To Florida’s Shuffleboard Courts
This article is from the archive of The New York Sun before the launch of its new website in 2022. The Sun has neither altered nor updated such articles but will seek to correct any errors, mis-categorizations or other problems introduced during transfer.

If New York lawmakers stay set in their ways, wealthy New Yorkers will be shipping off to the shuffleboard courts of Florida before shuffling off this mortal coil. In May, we reported that Governor Pataki and the Republican majority leader of the state Senate, Joseph Bruno, were playing dumb about the state’s skyrocketing estate tax. Lawmakers claimed to be looking into the matter, but as our R.H. Sager reports at page 3, the passage of months and the opening of a new budget process have seen no move to fix the quirk in New York’s tax law that, due to a restructuring of the federal estate tax, will increase the size of the state’s estate tax and the gap between the Empire State and other states.
No doubt lawmakers are counting on the complexity of the issue to buy political cover. But people will see through the game. In 2001, President Bush signed the Economic Growth and Tax Relief Reconciliation Act, which phases out the federal estate tax by 2010. To soften the blow to federal coffers over the interceding nine years, the feds also phased out a tax credit against state estate taxes, basically pushing some of the losses onto the states. Thus, for example, New Yorkers paying the top federal rate in 2001 paid 55% taxes on estates; 39% went to the federal government and 16% — the maximum credit then allowed by the federal government — was sopped up by the state. New York used to be a so-called “sop tax” state, along with most others.
However, because the state’s current estate tax law only incorporates federal changes through July 22, 1998, New York no longer sops up the maximum federal credit, but simply takes its 16% bite, at the highest rate, regardless of the size of the federal credit. Therefore, someone who dies this year in New York will pay 57% estate taxes at the highest rate: a 49% federal tax, minus a reduced 8% federal credit, plus a 16% charge from New York State. The estate tax will reach a high of 60% in total in New York in 2004. It will drift slowly downward after that, with the federal phase-out, but will still be much higher than in sop states such as Florida.
What the results of this will be for New York are clear. Florida can’t institute its own estate tax without an amendment to its constitution. Thus, our southern competitor will once again be a temptation to the wealthy elderly, as it has been ever since Governor Rockefeller kicked the estate tax sky-high in 1959. Our vacation from the estate tax will have been a short one, proving to those who are planning for the long term — i.e., estate planners — that the rich ought not count on moving on to their reward from New York.

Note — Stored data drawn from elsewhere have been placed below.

PR #1606, opened 2017-07-11
Add Full GIT URL to version info.

vancem:
Previously we had the commit ID in the file version information.  However we have
several Repos so this is needlessly ambigous.  Add the full url.   Now when you do a
filever -v you get something like ths

ProductVersion   4.6.25511.0 built by: vancem-VANCEM1. SrcCode: https://github.com/dotnet/coreclr/tree/de5f92822dbac17160da9e796e21918d2b812e38

Which unambiguously identifies vi the source code.  

@ericstj @dagood  

I have tested this by getting the coreclr repo to use the new build tools and seen that it 
produces the above URL.

### DIFF
--- a/src/Microsoft.DotNet.Build.Tasks/PackageFiles/versioning.targets
+++ b/src/Microsoft.DotNet.Build.Tasks/PackageFiles/versioning.targets
@@ -292,7 +292,7 @@
     
     <!-- ************************* -->
 
-    <!-- SrcCodeRef is something that identifies the source code along with at tag (e.g. SrcCode: http//.....) -->
+    <!-- SrcCodeRef is something that identifies the source code along with at tag (e.g. SrcCode: https://.....) -->
     <!-- We do the best we can, and fall back as necessary -->
     <PropertyGroup Condition="'$(GitHubRepositoryUrl)' != '' AND '$(LatestCommit)' != 'N/A'">
       <SrcCodeRef>SrcCode%3A $(GitHubRepositoryUrl)/tree/$(LatestCommit)</SrcCodeRef>
--- a/src/Microsoft.DotNet.Build.Tasks/PackageFiles/versioning.targets
+++ b/src/Microsoft.DotNet.Build.Tasks/PackageFiles/versioning.targets
@@ -286,7 +286,7 @@
     </PropertyGroup>
 
     <!-- The GitHubRepositoryUrl is formed out of the simple GitHubRepositoryName (e.g. coreclr or corefx) -->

Pushing the wealthy out of New York will have consequences. Some of the wealthy will simply flee to lower-tax states, bringing with them their income and sales tax revenue. Even those who try to stay in New York but claim Florida as a residence will have their money diverted out of state before they die. As an attorney at Sullivan & Cromwell told us in May, wealthy New Yorkers with houses in low-tax states need to convince the New York State Tax Commission that they are not New Yorkers. That means filling out an affidavit as to whether a person registered to vote, paid income taxes, worked, operated a business, or joined churches or clubs in New York. All of these activities could be discouraged for rich New Yorkers who don’t want Empire State revenuers to get their hands on the children’s inheritance.
This month or next, state lawmakers will sit down with representatives of the New York State bar association. The bar’s representatives plan to lobby, as they have in the past, for lower estate taxes — specifically, for harmonizing New York’s tax to the federal credit. There’s a simple reason for this: It keeps the estate planning business in New York, as opposed to hundreds of miles south. Messrs. Pataki and Bruno will have to confront the question of whether the bar’s interests and the state’s are so different. At a time when the state and city tax systems depend so heavily on the top earners, do we really want to push the thousands of New Yorkers with estates worth more than $1 million — and hundreds with estates worth more than $10 million — into the arms of the Sunshine State?